> [Your objective]:
In the records that come next, find every line with "getField". Return those lines.

(Records begins)

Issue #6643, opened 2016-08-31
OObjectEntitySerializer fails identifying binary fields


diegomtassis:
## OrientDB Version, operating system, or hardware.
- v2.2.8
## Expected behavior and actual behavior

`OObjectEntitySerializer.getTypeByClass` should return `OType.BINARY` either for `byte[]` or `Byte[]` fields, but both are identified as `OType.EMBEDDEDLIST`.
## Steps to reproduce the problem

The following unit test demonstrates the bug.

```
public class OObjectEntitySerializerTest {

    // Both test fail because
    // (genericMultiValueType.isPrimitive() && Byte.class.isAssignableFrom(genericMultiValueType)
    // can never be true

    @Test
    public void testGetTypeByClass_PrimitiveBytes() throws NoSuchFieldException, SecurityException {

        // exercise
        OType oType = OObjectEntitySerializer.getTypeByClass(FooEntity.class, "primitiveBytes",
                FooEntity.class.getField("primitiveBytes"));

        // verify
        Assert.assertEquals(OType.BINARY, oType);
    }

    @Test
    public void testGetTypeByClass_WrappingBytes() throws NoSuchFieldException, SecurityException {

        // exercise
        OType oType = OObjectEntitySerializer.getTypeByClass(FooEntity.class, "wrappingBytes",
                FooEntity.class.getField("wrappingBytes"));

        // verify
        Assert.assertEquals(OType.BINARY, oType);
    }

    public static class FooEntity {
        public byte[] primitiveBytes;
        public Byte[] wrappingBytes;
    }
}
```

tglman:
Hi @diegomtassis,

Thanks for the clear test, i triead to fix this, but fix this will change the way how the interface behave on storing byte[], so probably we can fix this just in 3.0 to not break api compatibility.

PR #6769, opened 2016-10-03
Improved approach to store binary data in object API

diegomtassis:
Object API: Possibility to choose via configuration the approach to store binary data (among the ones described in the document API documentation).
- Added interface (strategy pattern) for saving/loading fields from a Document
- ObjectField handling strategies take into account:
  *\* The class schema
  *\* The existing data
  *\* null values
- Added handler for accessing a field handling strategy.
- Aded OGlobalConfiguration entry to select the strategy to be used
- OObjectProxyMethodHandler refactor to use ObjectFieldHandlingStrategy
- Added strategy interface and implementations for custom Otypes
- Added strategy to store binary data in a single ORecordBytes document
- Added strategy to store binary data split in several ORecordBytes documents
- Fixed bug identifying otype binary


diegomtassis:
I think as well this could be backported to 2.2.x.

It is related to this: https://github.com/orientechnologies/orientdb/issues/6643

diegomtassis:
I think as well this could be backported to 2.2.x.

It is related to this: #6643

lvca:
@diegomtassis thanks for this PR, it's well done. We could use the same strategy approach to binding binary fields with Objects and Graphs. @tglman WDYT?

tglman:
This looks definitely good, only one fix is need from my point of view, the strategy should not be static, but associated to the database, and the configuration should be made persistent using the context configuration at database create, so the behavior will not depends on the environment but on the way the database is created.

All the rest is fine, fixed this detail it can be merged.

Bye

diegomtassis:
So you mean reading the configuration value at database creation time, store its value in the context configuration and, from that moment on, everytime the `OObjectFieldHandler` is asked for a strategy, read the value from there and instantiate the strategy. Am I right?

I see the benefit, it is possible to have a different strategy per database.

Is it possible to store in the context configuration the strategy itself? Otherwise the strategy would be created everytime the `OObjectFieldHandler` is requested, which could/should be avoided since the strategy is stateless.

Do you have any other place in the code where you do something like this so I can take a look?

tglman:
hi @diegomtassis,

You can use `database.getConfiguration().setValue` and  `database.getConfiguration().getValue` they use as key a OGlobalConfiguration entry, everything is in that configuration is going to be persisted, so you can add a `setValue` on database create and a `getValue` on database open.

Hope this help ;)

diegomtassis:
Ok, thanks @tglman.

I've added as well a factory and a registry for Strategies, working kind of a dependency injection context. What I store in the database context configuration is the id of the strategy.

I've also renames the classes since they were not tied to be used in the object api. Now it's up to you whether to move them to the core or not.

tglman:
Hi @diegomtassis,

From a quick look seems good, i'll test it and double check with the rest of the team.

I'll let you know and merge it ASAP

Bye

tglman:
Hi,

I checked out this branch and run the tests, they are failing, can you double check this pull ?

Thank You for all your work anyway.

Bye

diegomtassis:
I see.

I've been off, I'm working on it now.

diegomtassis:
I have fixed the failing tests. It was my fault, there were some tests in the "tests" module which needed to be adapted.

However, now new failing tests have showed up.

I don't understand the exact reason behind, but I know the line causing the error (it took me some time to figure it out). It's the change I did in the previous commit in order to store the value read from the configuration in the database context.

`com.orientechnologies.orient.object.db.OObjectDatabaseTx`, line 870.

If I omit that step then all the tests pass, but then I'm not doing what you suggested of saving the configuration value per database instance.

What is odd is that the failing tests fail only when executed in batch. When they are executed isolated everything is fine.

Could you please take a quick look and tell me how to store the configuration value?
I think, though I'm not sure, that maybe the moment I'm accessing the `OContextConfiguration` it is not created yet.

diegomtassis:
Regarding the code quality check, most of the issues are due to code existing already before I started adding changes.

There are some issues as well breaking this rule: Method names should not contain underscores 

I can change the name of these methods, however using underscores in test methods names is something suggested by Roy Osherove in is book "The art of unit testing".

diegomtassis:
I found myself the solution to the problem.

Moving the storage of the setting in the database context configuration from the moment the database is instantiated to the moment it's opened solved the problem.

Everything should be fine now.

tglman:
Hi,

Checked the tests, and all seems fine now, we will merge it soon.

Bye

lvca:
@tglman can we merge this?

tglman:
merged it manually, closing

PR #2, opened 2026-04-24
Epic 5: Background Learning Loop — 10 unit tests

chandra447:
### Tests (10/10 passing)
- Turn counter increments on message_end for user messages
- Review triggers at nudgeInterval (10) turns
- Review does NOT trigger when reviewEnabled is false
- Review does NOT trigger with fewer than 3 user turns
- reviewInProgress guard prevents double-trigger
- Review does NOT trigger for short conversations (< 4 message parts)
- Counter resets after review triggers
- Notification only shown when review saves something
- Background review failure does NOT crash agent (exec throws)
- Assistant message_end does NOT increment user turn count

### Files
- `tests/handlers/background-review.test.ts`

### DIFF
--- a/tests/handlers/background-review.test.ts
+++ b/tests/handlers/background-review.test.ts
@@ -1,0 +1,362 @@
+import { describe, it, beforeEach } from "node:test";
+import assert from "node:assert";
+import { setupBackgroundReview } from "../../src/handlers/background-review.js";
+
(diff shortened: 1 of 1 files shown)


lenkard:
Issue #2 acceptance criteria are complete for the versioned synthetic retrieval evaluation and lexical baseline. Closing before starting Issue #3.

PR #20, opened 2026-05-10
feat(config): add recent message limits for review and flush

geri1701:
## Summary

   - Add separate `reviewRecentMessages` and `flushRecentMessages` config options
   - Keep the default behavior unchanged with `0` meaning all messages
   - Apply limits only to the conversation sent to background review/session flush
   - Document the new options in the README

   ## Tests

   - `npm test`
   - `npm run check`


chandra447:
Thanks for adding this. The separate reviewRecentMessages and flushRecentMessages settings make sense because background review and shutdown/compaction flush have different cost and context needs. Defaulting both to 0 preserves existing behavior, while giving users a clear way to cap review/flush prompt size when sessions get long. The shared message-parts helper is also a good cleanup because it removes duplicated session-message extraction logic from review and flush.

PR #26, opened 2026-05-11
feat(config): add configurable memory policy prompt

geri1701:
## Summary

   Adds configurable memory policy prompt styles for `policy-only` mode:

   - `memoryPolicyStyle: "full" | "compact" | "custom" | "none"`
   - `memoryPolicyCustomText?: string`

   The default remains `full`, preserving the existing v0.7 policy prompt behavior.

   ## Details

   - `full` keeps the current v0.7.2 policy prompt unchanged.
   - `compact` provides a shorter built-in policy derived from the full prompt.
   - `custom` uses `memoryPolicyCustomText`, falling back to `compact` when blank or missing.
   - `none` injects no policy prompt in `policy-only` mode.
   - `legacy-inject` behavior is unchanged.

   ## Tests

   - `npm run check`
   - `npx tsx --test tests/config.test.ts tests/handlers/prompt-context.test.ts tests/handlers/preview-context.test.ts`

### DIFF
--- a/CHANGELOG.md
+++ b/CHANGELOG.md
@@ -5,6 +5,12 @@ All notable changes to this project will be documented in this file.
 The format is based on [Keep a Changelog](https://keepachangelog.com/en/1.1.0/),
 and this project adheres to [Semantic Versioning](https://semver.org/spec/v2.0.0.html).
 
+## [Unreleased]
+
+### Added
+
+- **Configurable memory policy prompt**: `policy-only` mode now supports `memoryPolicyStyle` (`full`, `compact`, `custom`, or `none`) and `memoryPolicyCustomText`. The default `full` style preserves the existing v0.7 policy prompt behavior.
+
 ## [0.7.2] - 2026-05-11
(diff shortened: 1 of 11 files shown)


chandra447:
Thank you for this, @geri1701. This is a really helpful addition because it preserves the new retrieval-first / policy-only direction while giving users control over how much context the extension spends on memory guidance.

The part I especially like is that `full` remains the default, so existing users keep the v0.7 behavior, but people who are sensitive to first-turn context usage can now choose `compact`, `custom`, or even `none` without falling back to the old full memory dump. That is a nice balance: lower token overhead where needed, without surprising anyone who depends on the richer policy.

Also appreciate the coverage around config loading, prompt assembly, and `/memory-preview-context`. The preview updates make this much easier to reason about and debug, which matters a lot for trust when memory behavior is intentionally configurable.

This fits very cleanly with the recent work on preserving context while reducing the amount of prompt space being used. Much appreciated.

(Records ends)

> [Response to this exercise]:
                FooEntity.class.getField("primitiveBytes"));
                FooEntity.class.getField("wrappingBytes"));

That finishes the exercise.